▸ Work required
Copy every line of the listing exactly.

▸ Provided material
= Beginning of Section =
PR #14902, opened 2016-07-12
refactor($animate): avoid unnecessary lookup

gkalpak:
Refactoring. (Theoretically a perf improvement, but it is so insignificant, that it's not worth mentioning as such :stuck_out_tongue: )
= End of Section =
▸ Response to the exercise
PR #14902, opened 2016-07-12
refactor($animate): avoid unnecessary lookup

gkalpak:
Refactoring. (Theoretically a perf improvement, but it is so insignificant, that it's not worth mentioning as such :stuck_out_tongue: )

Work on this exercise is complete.